Edward Cetnarowski (3 October 1877 – 3 September 1933) was a Polish sports official, gynaecologist and one of the most famous personalities of the sports club Cracovia.

==Biography==
Cetnarowski was born on 3 October 1877 in Rzeszów. Even though he was regarded as one of the top Polish gynecologists (he was an assistant to the famous doctor Henryk Jordan), he is most renowned as director of Cracovia, which in the 1920s and 1930s was one of the strongest sports clubs in Poland. During this time, Cracovia, in spite of financial crises shaking Poland, became a team known all over Europe. It was he who organized Cracovia's tournee to Spain in the mid-1920s. He cared for all sections, including soccer.
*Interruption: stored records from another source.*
PR #281, opened 2022-08-10
[15.0] [MIG] `website_event_sale_hide_ticket`: Migration to 15.0  (renamed to `website_event_ticket_published`) 

Camille0907:
Migration of `website_event_sale_hide_ticket` (renamed to `website_event_ticket_published`) module from v13 to v15


ivantodorovich (approved):

ivantodorovich:
In `15.0`, the `event.ticket` model has been moved from `event_sale` module to the `event` module.

This means the dependency could be changed to `website_event` (instead of `website_event_sale`), to support this feature even if `event_sale` is not installed. The module could then be renamed to `website_event_hide_ticket` (or maybe `website_event_ticket_published` for consistency with the website publish/unpublish concept in odoo).

Just a suggestion, not blocking

chienandalu (approved):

Cetnarowski was co-founder of the Polish Football Association (PZPN), and in the years 1919-1928 was its official director, and after that the honorary director. However, when in 1927 most Polish soccer teams, against the will of the PZPN, decided to organize the Soccer League, he realized that he had lost and quit. Soon afterwards the seat of PZPN was moved from Kraków to Warsaw which indicated that Cetnarowski lost almost all influence. He had always been keen on preserving the amateur character of Polish football, and this attitude became old fashioned as time went by.

Cetnarowski died suddenly on 3 September 1933 in Kraków, at the age of 55, during the game of Cracovia's female handball team. Most probably, heart failure together with excessive weight contributed to his death. The funeral was a big event in Kraków, thousands of mourners gathered to bid him final farewell.